-- LISTED ENTRIES follows --
PR #458, opened 2021-09-28
Unix epoch string support

### LINKED ISSUE #457: UNIX Epoch timestamp in strings ignored by Date filter.
### Dotliquid version
2.2.508

### Expected behavior
UNIX Epoch timestamps in a string should be read and formatted by the Date filter, see liquid test case: [`assert_equal("07/05/2006", @filters.date("1152098955", "%m/%d/%Y"))`](https://github.com/Shopify/liquid/blob/db3999a008e5b5ac999328bef55baccdd18e5089/test/integration/standard_filter_test.rb#L530)

Additionally there is only support for timestamps in seconds, values in milliseconds are not supported currently by either Liquid or DotLiquid.

### Actual behavior
String are ignored.

robin-parker:
Adds support for UNIX Epoch timestamps as strings - resolves #457.

Also adds support for millisecond timestamps when a timestamp value lies outside the range supported by `DateTimeOffset.FromUnixTimeSeconds` (which is 01-Jan-0000 through 31-Dec-9999)

### DIFF
--- a/src/DotLiquid/StandardFilters.cs
+++ b/src/DotLiquid/StandardFilters.cs
@@ -659,7 +659,17 @@ namespace DotLiquid
                 }
                 else if (!DateTimeOffset.TryParse(value, out dateTimeOffset))
                 {
-                    return value;
+                    // As a final role of the dice, check if the string holds an integer that can be treated as a UNIX timestamp
+                    if (!long.TryParse(value, NumberStyles.Integer, CultureInfo.InvariantCulture, out var timestamp))
+                    {
+                        return value;
+                    }
+
+                    // Integers from -62_135_596_800 (01-Jan-0000) through +62_135_596_800 (31-Dec-3938) are treated as seconds,
+                    // anything outside this range is treated as milliseconds
+                    dateTimeOffset = (Math.Abs(timestamp) < 62_135_596_800 ?
+                        DateTimeOffset.FromUnixTimeSeconds(timestamp) :
+                        DateTimeOffset.FromUnixTimeMilliseconds(timestamp)).ToLocalTime();
                 }
             }
 
--- a/src/DotLiquid/StandardFilters.cs
+++ b/src/DotLiquid/StandardFilters.cs
@@ -637,25 +637,21 @@ namespace DotLiquid
                 return input.ToString();
 
             DateTimeOffset dateTimeOffset;
+            long timestamp = 0L;
             if (input is DateTimeOffset inputOffset)
             {
                 dateTimeOffset = inputOffset;
             }
-            else if ((input is decimal) || (input is double) || (input is float) || (input is int) || (input is uint) || (input is long) || (input is ulong) || (input is short) || (input is ushort))
+            else if ((input is decimal) || (input is double) || (input is float) || (input is int) || (input is uint) || (input is long) || (input is ulong) || (input is short) || (input is ushort)
+                || (input is string stringInput && long.TryParse(stringInput, NumberStyles.Integer, CultureInfo.InvariantCulture, out timestamp)))
             {
-#if CORE
-                dateTimeOffset = DateTimeOffset.FromUnixTimeSeconds(Convert.ToInt64(input)).ToLocalTime();
-#else
-                dateTimeOffset = new DateTimeOffset(1970, 1, 1, 0, 0, 0, TimeSpan.Zero).AddSeconds(Convert.ToDouble(input)).ToLocalTime();
-#endif
-            }
-            else if (input is string stringInput && long.TryParse(stringInput, NumberStyles.Integer, CultureInfo.InvariantCulture, out var unixTimestamp))
-            {
-                // If the timestamp is outside the range of the DateTimeOffset.FromUnixTimeSeconds() method, treat it as seconds
-                if (unixTimestamp < -62_135_596_800 || unixTimestamp > 253_402_300_799)
-                    dateTimeOffset = DateTimeOffset.FromUnixTimeMilliseconds(unixTimestamp).ToLocalTime();
-                else
-                    dateTimeOffset = DateTimeOffset.FromUnixTimeSeconds(unixTimestamp).ToLocalTime();
+                // If input is a string timestamp we already have a long value, if not convert
+                timestamp = input is string ? timestamp : Convert.ToInt64(input);
+
+                // If the timestamp is outside the range supported by the DateTimeOffset.FromUnixTimeSeconds() method, treat it as milliseconds
+                dateTimeOffset = (timestamp < -62_135_596_800 || timestamp > 253_402_300_799 ?
+                    DateTimeOffset.FromUnixTimeMilliseconds(timestamp) :
+                    DateTimeOffset.FromUnixTimeSeconds(timestamp)).ToLocalTime();
             }
             else
             {
--- a/src/DotLiquid/StandardFilters.cs
+++ b/src/DotLiquid/StandardFilters.cs
@@ -651,10 +651,11 @@ namespace DotLiquid
             }
             else if (input is string stringInput && long.TryParse(stringInput, NumberStyles.Integer, CultureInfo.InvariantCulture, out var unixTimestamp))
             {
-                // If the timestamp is outside the range of the DateTimeOffset.FromUnixTimeSeconds() method, treat it as milliseconds
-                if (unixTimestamp < 62_135_596_800 || unixTimestamp > 253_402_300_799)
+                // If the timestamp is outside the range of the DateTimeOffset.FromUnixTimeSeconds() method, treat it as seconds
+                if (unixTimestamp < -62_135_596_800 || unixTimestamp > 253_402_300_799)
                     dateTimeOffset = DateTimeOffset.FromUnixTimeMilliseconds(unixTimestamp).ToLocalTime();
                 else
+                    dateTimeOffset = DateTimeOffset.FromUnixTimeSeconds(unixTimestamp).ToLocalTime();
             }
             else
             {
--- a/src/DotLiquid/StandardFilters.cs
+++ b/src/DotLiquid/StandardFilters.cs
@@ -665,9 +665,9 @@ namespace DotLiquid
                         return value;
                     }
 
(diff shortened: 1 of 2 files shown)


src/DotLiquid/StandardFilters.cs
```diff
@@ -640,16 +640,27 @@ public static string Date(Context context, object input, string format)
...
 
             DateTimeOffset dateTimeOffset;
+            long timestamp = 0L;
             if (input is DateTimeOffset inputOffset)
             {
                 dateTimeOffset = inputOffset;
             }
-            else if ((input is decimal) || (input is double) || (input is float) || (input is int) || (input is uint) || (input is long) || (input is ulong) || (input is short) || (input is ushort))
+            else if ((input is decimal) || (input is double) || (input is float) || (input is int) || (input is uint) || (input is long) || (input is ulong) || (input is short) || (input is ushort)
+                || (input is string stringInput && long.TryParse(stringInput, NumberStyles.Integer, CultureInfo.InvariantCulture, out timestamp)))
```
microalps, line 649:
```suggestion
                || (input is string stringInput && long.TryParse(stringInput, NumberStyles.Integer, CultureInfo.InvariantCulture, out var timestamp)))

```

src/DotLiquid/StandardFilters.cs
```diff
@@ -640,16 +640,27 @@ public static string Date(Context context, object input, string format)
                 return input.ToString();
 
             DateTimeOffset dateTimeOffset;
+            long timestamp = 0L;
```
microalps, line 643:
```suggestion
```

src/DotLiquid/StandardFilters.cs
```diff
@@ -640,16 +640,27 @@ public static string Date(Context context, object input, string format)
...
+            else if ((input is decimal) || (input is double) || (input is float) || (input is int) || (input is uint) || (input is long) || (input is ulong) || (input is short) || (input is ushort)
+                || (input is string stringInput && long.TryParse(stringInput, NumberStyles.Integer, CultureInfo.InvariantCulture, out timestamp)))
             {
-#if CORE
-                dateTimeOffset = DateTimeOffset.FromUnixTimeSeconds(Convert.ToInt64(input)).ToLocalTime();
+                // If input is a string timestamp we already have a long value, if not convert
+                timestamp = input is string ? timestamp : Convert.ToInt64(input);
+
+                // Check if the timestamp is outside the range supported by the DateTimeOffset.FromUnixTimeSeconds() method
+                var isMilliseconds = timestamp < -62_135_596_800 || timestamp > 253_402_300_799;
```
microalps, line 655: So it's impossible to specify a date prior to 1/11/1978 in milliseconds. It's sort of arbitrary IMHO. Would approve without this idea.

robin-parker: It's not quite arbitrary, the numbers are taken from the documented range supported by [DateTimeOffset.FromUnixTimeSeconds](https://docs.microsoft.com/en-us/dotnet/api/system.datetimeoffset.fromunixtimeseconds?view=net-5.0#exceptions).

My use case is to parse a UTC epoch milliseconds timestamp and convert to a specified timezone. So, perhaps a new extended filter (such as `MillisToDate`) similar to `Date` with a target date-format parameter, plus a timezone parameter would be a cleaner solution.

microalps: Agreed on a separate filter. We can't add to the library of you want to specify a timezone as that would require reliance on an external library like NodaTime. I believe there was a library that did just that need to find it.

src/DotLiquid/StandardFilters.cs
robin-parker: I tried this originally, but it doesn't compile: `The name 'timestamp' does not exist in the current context [DotLiquid]csharp(CS0103)`
It seems the compiler is not aware that `out var timestamp` will be initialised when `input is string`.

src/DotLiquid/StandardFilters.cs
robin-parker: Alternate filter ConvertTime added

microalps:
Personally I think this needs to be broken down to three 'extended' filters:

1. unix_ms - accepts numeric or string with numeric value - converts milliseconds to datetimeoffset
2. unix_sec - accepts numeric or string with numeric value - converts seconds to datetimeoffset
3. zone - accepts datetime (marked utc) , datetime (unspecified or local), date string, or datetimeoffset and converts to datetimeoffset in the specified zone.
a. numerics can be processed with unix_ms | zone: '<zone>' or unix_sec | zone '<zone>' 
b. now and today can be processed with date | zone: '<zone>'
c. formatting to a human readable string would chain zone: '<zone>' | date: 'yyyy/MM/dd'

The test cases would be greatly limited and the functionality understandable. Happy to debate naming of these filters.

src/DotLiquid/ExtendedFilters.cs
```diff
@@ -38,5 +40,83 @@ public static string UpcaseFirst(Context context, string input)
...
+        /// </summary>
+        /// <param name="context">The DotLiquid context</param>
+        /// <param name="input">DateTimeOffset, DateTime (unspecified, local or UTC) or a date string</param>
+        /// <param name="convertToTimezoneId">Windows timezone ID to convert to</param>
+        /// <seealso href="https://docs.microsoft.com/en-us/dotnet/api/system.timezoneinfo.findsystemtimezonebyid?view=netcore-3.1#remarks"/>
+        public static object TimeZone(Context context, object input, string convertToTimezoneId)
+        {
+            // Convert the input to a DateTimeOffset
+            if (input is DateTimeOffset dateTimeOffset ||
+                (input is string stringInput && DateTimeOffset.TryParse(stringInput, out dateTimeOffset)))
```
microalps, line 75: I don't agree with parsing in here, created extra overhead/testing.

src/DotLiquid/ExtendedFilters.cs
```diff
@@ -38,5 +40,83 @@ public static string UpcaseFirst(Context context, string input)
...
+        }
+
+        /// <summary>
+        /// Create a DateTimeOffset from the provided UNIX Epoch timestamp in milliseconds.
+        /// </summary>
+        /// <return cref="DateTimeOffset">A Date in UTC</return>
+        private static DateTimeOffset CreateDateTimeOffsetFromUnixMilliseconds(long milliseconds)
+        {
+#if NET45
+            return new DateTimeOffset(1970, 1, 1, 0, 0, 0, TimeSpan.Zero).AddMilliseconds(milliseconds);
```
microalps, line 116: should this date be statically declared?

src/DotLiquid/StandardFilters.cs
microalps: I see, you use timestamp when input is not string by assignment.

src/DotLiquid.Tests/ExtendedFilterTests.cs
```diff
@@ -47,5 +44,109 @@ public void TestUpcaseFirst()
...
+
+        [Test]
+        public void TestTimeZone()
+        {
+            Context context = new Context(CultureInfo.CurrentCulture);
+
+            // Test UTC specified DateTime
+            var utcDateTime = new DateTime(2020, 2, 29, 12, 10, 11, DateTimeKind.Utc);
+            Assert.AreEqual("2020-02-29T12:10:11+00:00", ToIso8601DateString(ExtendedFilters.TimeZone(context: context, input: utcDateTime, convertToTimezoneId: "UTC")));
+            Assert.AreEqual("2020-02-29T12:10:11+00:00", ToIso8601DateString(ExtendedFilters.TimeZone(context: context, input: utcDateTime, convertToTimezoneId: "Local")));
```
microalps, line 80: How will this pass on developer machines?

microalps (commented):
Looks pretty good to me. Local testing is an issue though.

src/DotLiquid/ExtendedFilters.cs
robin-parker: The date filter returns a string, so without string parsing time_zone cannot be chained after a date filter, which limits it's usability.
How about if I changed it to use TryParseExact with a fixed format of say ISO-8601 with explicit timezone specifier.
That would reduce the overhead and simplify testing to a narrower set of input formats.

src/DotLiquid.Tests/ExtendedFilterTests.cs
robin-parker: I've removed Local, thinking again I can't see an obvious use case for it.

src/DotLiquid/ExtendedFilters.cs
microalps: Good idea. I'd accept it if it was limited in scope as you describe.

src/DotLiquid.Tests/ExtendedFilterTests.cs
```diff
@@ -74,42 +74,30 @@ public void TestTimeZone()
         {
             Context context = new Context(CultureInfo.CurrentCulture);
 
-            // Test UTC specified DateTime
```
microalps: These tests between the type should result in a different value. On a machine NOT in UTC, converting a datetime that is EXPLICITLY local to UTC would change the hour, but a datetime that is EXPLICITLY UTC would not. This functionality is missing I guess.

microalps (changes requested):

src/DotLiquid/ExtendedFilters.cs
robin-parker: Changes made and docs drafted at https://github.com/robin-parker/dotliquid/wiki/time_zone

src/DotLiquid.Tests/ExtendedFilterTests.cs
robin-parker: @microalps, I'm not clear what functionality is missing. Could you advise/write a test case for the scenario you're thinking of?

microalps: Say you have a hash that includes a date - from DateTime.Now - and the local machine is not in UTC. Calling TimeZone with this parameter and 'UTC' as the destination should change the time. HOWEVER, the same with DateTime.UtcNow should not as it is already in UTC.

microalps:
Closed until author is ready for rebase.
-- LISTED ENTRIES concluded --
TASK INSTRUCTIONS: Needed here are the exact lines from the start of the material through the line that contains "### Expected behavior", and no others.

ANSWER:
PR #458, opened 2021-09-28
Unix epoch string support

### LINKED ISSUE #457: UNIX Epoch timestamp in strings ignored by Date filter.
### Dotliquid version
2.2.508

### Expected behavior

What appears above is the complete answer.